◆ Goal of the exercise
Reproduce all the data, character for character.

***** Task material

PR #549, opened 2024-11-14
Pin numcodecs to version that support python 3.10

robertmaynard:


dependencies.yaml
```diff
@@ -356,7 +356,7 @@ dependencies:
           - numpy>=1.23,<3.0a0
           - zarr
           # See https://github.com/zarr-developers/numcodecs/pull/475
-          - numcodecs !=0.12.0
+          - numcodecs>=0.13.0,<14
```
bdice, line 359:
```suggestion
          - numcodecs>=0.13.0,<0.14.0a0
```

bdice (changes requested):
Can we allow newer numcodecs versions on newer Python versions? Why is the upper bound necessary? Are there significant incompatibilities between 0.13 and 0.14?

**********

◆ Exercise output
PR #549, opened 2024-11-14
Pin numcodecs to version that support python 3.10

robertmaynard:


dependencies.yaml
```diff
@@ -356,7 +356,7 @@ dependencies:
           - numpy>=1.23,<3.0a0
           - zarr
           # See https://github.com/zarr-developers/numcodecs/pull/475
-          - numcodecs !=0.12.0
+          - numcodecs>=0.13.0,<14
```
bdice, line 359:
```suggestion
          - numcodecs>=0.13.0,<0.14.0a0
```

bdice (changes requested):
Can we allow newer numcodecs versions on newer Python versions? Why is the upper bound necessary? Are there significant incompatibilities between 0.13 and 0.14?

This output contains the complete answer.